# Saks 5th Avenue House Brand Suits?



## ErnstStavroBlofeld (Jan 8, 2013)

Hi all it's been a while since I've posted,

However, does anyone have any information on the quality of Sak's Fifth Ave's House Brand Suits specifically the Black and Red Label brands? From my recent visit an Off Sak's Outlet store's it's pretty hard to discern the quality of their suits since they all seem to come from a wide variety of sources. 

For example, some labeled Saks Black said "handmade in Italy" on them appear to be ether half or even fully canvased and use fabrics like Zenga etc.
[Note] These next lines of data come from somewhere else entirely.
PR #597, opened 2020-11-07
Group autocomplete for filters

jdtoombs:
Grouped auto complete filter now on map landing page and property list view. Further customization may be needed but this is a good start to get some feedback. 

Bug fixes included in this PR are as follows:

- styling changes so the agency page now scales and doesn't look terrible

- email validation on edit user page

- popup display for when agency has associated buildings while trying to delete

- only select parent agencies where appropriate

- name and code validation when updating or adding an agency 

- agencies now appear in appropriate lists when they are newly added or edited

- parent agency field is locked when it is a parent agency

- leaving the parent agency on the placeholder (blank) will lock that field and change the text to no parent on save

**New since last edit**

- grouped agency filter now on the page (search by parent, child, or code)

- fixed paging + filter bug

### DIFF
--- a/frontend/src/components/SearchBar/ParentGroupedFilter.tsx
+++ b/frontend/src/components/SearchBar/ParentGroupedFilter.tsx
@@ -1,0 +1,66 @@
+import { SelectOption, SelectOptions } from 'components/common/form';
+import { TypeaheadField } from 'components/common/form/Typeahead';
+import { groupBy, sortBy } from 'lodash';
+import React, { Fragment } from 'react';
+import { Highlighter, Menu, MenuItem } from 'react-bootstrap-typeahead';
+
+interface IParentGroupedFilterProps {
+  name: string;
+  options: SelectOptions;
+  className: string;
+  inputSize?: 'small' | 'large';
+  filterBy?: string[];
+  placeholder?: string;
+}
+
+export const ParentGroupedFilter: React.FC<IParentGroupedFilterProps> = ({
+  name,
+  options,
+  className,
+  inputSize,
+  filterBy,
+  placeholder,
+}) => {
+  return (
+    <TypeaheadField
+      name={name}
+      options={options}
+      inputProps={{ className: className }}
+      bsSize={inputSize}
+      filterBy={filterBy}
+      placeholder={placeholder}
+      filter={true}
+      renderMenu={(results, menuProps) => {
+        const parents = groupBy(
+          results.map((x: SelectOption) => {
+            return {
+              ...x,
+              parentId: x.parentId || x.value,
+            };
+          }),
+          x => x.parentId,
+        );
+        const items = Object.keys(parents)
+          .sort()
+          .map(parent => (
+            <Fragment key={parent}>
+              {!!results.find((x: SelectOption) => x.value === parent) && (
+                <Menu.Header>
+                  <b>{results.find(x => x.value === parent)?.label}</b>
+                </Menu.Header>
+              )}
+              {sortBy(parents[parent], (x: SelectOption) => x.value).map((i, index) => {
+                return (
+                  <MenuItem key={index + 1} option={i} position={index + 1}>
+                    <Highlighter>{i.label}</Highlighter>
+                  </MenuItem>
+                );
+              })}
+            </Fragment>
+          ));
+
+        return <Menu {...menuProps}>{items}</Menu>;
+      }}
+    />
+  );
+};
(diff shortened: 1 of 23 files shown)


frontend/src/features/properties/list/FilterBar.test.tsx
```diff
@@ -40,7 +40,7 @@ describe('FilterBar', () => {
     );
```
jdtoombs, line 40: Will come back to this file on the weekend, need to adjust for the auto complete component which is a bit more tricky. Have some higher priority bugs I want to do today first.

frontend/src/hooks/useRouterFilter.ts
```diff
@@ -51,8 +51,8 @@ export const useRouterFilter = <T extends BasePropertyFilter>(
   React.useEffect(() => {
```
jdtoombs, line 51: Goeme and I found this. The route was not being changed after the filter was applied on the landing page. Seems to be working now

frontend/src/components/common/form/Typeahead.tsx
```diff
@@ -8,6 +8,8 @@ interface ITypeaheadFieldProps<T extends TypeaheadModel> extends TypeaheadProps<
   name: string;
```
jdtoombs, line 8: Thank you @goemen for the peer programming with this!

frontend/src/hooks/useRouterFilter.ts
```diff
@@ -51,8 +51,8 @@ export const useRouterFilter = <T extends BasePropertyFilter>(
...
     const filterParams = new URLSearchParams(filter as any);
     const allParams = {
-      ...queryString.parse(filterParams.toString()),
       ...queryString.parse(history.location.search),
+      ...queryString.parse(filterParams.toString()),
```
Fosol, line 55: Is there a reason for the order change?

Fosol (approved):

frontend/src/hooks/useRouterFilter.ts
jdtoombs: it started applying them values to the url properly afterward... not exactly sure the reason why but it works now. (ex) in dev right now if you apply a filter the URL will not change

frontend/src/components/SearchBar/ParentGroupedFilter.tsx
```diff
@@ -0,0 +1,64 @@
+import { SelectOption, SelectOptions } from 'components/common/form';
+import { TypeaheadField } from 'components/common/form/Typeahead';
+import { groupBy, sortBy } from 'lodash';
+import React, { Fragment } from 'react';
+import { Highlighter, Menu, MenuItem } from 'react-bootstrap-typeahead';
+
+interface IParentGroupedFilterProps {
```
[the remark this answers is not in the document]
jdtoombs: I think I am making some of the optional type ahead props required here

frontend/src/hooks/useRouterFilter.ts
devinleighsmith: the old order would overwrite the new params with any existing values, I must have messed this up at some point.

frontend/src/features/admin/agencies/AgencyFilterBar.tsx
```diff
@@ -26,16 +26,13 @@ export const AgencyFilterBar: React.FC<IProps> = ({ value, onChange, handleAdd }
       toolTipAddId="agency-filter-add"
       toolTipAddText="Add a new Agency"
     >
-      <Col className="d-item">
```
jdtoombs, line 29: Unnecessary Col I added, was messing with DOM and styling

frontend/src/features/admin/agencies/EditAgencyPage.tsx
```diff
@@ -169,7 +175,18 @@ const EditAgencyPage = (props: IEditAgencyPageProps) => {
                       <Button
                         className="bg-danger mr-5"
                         type="button"
-                        onClick={() => setShowDelete(true)}
+                        onClick={async () => {
+                          const data = await service.getPropertyList({
```
jdtoombs, line 179: Only able to delete agencies when no buildings associated to it

jdtoombs: Need to add a check for users

frontend/src/components/maps/MapFilterBar.tsx
```diff
@@ -1,17 +1,19 @@
 import './MapFilterBar.scss';
 
-import React from 'react';
+import React, { useMemo } from 'react';
 import { Col } from 'react-bootstrap';
 import { Formik, useFormikContext } from 'formik';
 import { ILookupCode } from 'actions/lookupActions';
-import { Form, Select, InputGroup, Input, SelectOption, AutoCompleteText } from '../common/form';
```
jdtoombs, line 7: Almost time for depreciation :(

I also saw Black label Sak's 5th suits/sportcoats that were "made in the USA" and had the garment trade union label "UNITE!" in their inner pockets but yet from what I've heard they are fused?

While their" "Red Label" suits are made in ether China, Indonesia, or Vietnam from what I've saw. I assume they are fused and no better in quality at best then those sold at Macy's or similar dept stores.

I've found scant and conflicting information on all of these in House labels of Saks 5th and it's very hard to make any sense of their quality.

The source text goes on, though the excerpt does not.